Un doux petit rêveur
Benjamin se sentait seul sur cette presqu’île où tout n’est qu’oubli et sur laquelle on prend soin de ranger au grenier de sa mémoire quelques pénibles souvenirs. Dans cette lointaine contrée, on avait l’habitude de gommer le passé et de négliger l’avenir, de sorte qu’il ne restait plus que le présent à vivre ou à se laisser vivre.

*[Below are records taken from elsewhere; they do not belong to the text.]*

PR #9074, opened 2023-02-16
[IOTDB-5512] Fixed IoTConsensus may repeatedly send some log when restarting

BUAAserein:
### The persistence of log synchronization is not timely, resulting in repeated sending of logs when restarting

Solution: Extend the persistence strategy of log synchronization

Please see details in [IOTDB-5112](https://issues.apache.org/jira/browse/IOTDB-5512) and [feishu cloud doc](https://apache-iotdb.feishu.cn/docx/DddIdK9bnojYbsxQHFbcmkx7nKc)

### DIFF
--- a/consensus/src/main/java/org/apache/iotdb/consensus/iot/logdispatcher/IndexController.java
+++ b/consensus/src/main/java/org/apache/iotdb/consensus/iot/logdispatcher/IndexController.java
@@ -70,7 +70,7 @@ public class IndexController {
     restore();
   }
 
-  public long updateAndGet(long index) {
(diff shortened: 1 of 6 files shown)


SpriCoder (approved):
Good job!

OneSizeFitsQuorum (commented):
Good Job~
BTW, you can persist the index before shutting down the node, and you can call the close method of the consensus layer in IoTDBShutDownHook and persist each group there

OneSizeFitsQuorum (approved):
LGTM

PR #9082, opened 2023-02-17
[To rel/0.13] Fix alias check when CreateAlignedTimeSeries

MarcosZyk:
## Description

Currently, IoTDB v0.13 doesn't support creating aligned timeseries with alias. Eliminate this field passed from client to server via SDK/API.


bigreybear (approved):
LGTM!

PR #9085, opened 2023-02-17
[IOTDB-5533] Make IoTDB Internal Reporter as default

SpriCoder:
In order to support the query of total write point, we need to make IoTDB Internal Reporter as default to collect the points of memtables.
See: IOTDB-5533


OneSizeFitsQuorum (approved):
LGTM

JackieTien97 (approved):

PR #9094, opened 2023-02-18

THUMarkLau:
First PR for this issue is https://github.com/apache/iotdb/pull/9054.

In the previous code, the disk sector size was set to a fixed 512 bytes length. In practice, however, some disks may have a sector size of 4096 bytes (such as some SSDS or large-capacity HDDS). Instead of setting the disk's sector size to a fixed 512 bytes, this PR gets the disk sector size at startup by looking at the /sys/ block/ [DEV]/queue/hw_sector_size file.


OneSizeFitsQuorum (approved):
LGTM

Benjamin n’avait pas un tempérament solitaire, et pourtant il ne fréquentait quasiment personne. Ou, pour être plus juste, il ne recevait la visite que de très peu de monde. En tout cas, trop peu pour s’y attarder. Il y avait bien ce compagnon un peu rebelle, mais c’était un personnage espiègle qui allait et venait au gré de ses envies. Petit blond au cheveu hirsute, il était vêtu de quelques guenilles poussiéreuses et chaussait des souliers aux semelles usées.
Il n’avait jamais pris la peine de se présenter mais Benjamin se plaisait à l’appeler Fil. Il est vrai que ce compagnon avait un petit côté filou et que sa présence fut ressentie pour la première fois au pied d’un filao. Mais ce n’est pas la raison pour laquelle ce surnom lui vint à l’esprit.
Extrait de "Un Doux petit rêveur" (Montmoreau: Les 2 encres, 2012).
Pourquoi "Un doux petit rêveur" ?
La république des lettres — Sep 13, 2012 —
Cette histoire a germé dans mon esprit à la quatrième lecture du Petit Prince (1943) d’Antoine de Saint-Exupéry, conte philosophique que je relis avec un regard neuf à une décennie d’intervalle depuis l’âge de sept ans. J’ai reconnu en ce jeune enfant – isolé, excentré et le plus souvent confiné dans son propre monde – autant la condition des écrivains et des insulaires postcoloniaux du Pacifique que celle des personnes qui souffrent de troubles envahissants du développement (TED). Ces situations analogues m’ont permis de développer deux fils que j’ai tressés en raccordant au premier qui tirait sur le merveilleux afin de les nouer ensemble.
Un doux petit rêveur se veut à la fois un apologue philosophique et une fable postcoloniale pour adultes, même si ce court texte de fiction prend l’apparence d’un conte moderne destiné à un plus jeune public. Le trait saillant de cette histoire est l’ambiguïté qui offre des possibilités de lecture multiples, brouille les positionnements clairs et tranchés et gomme la ligne de partage entre raison et déraison, représentation de la réalité et représentation onirique, perception et imagination.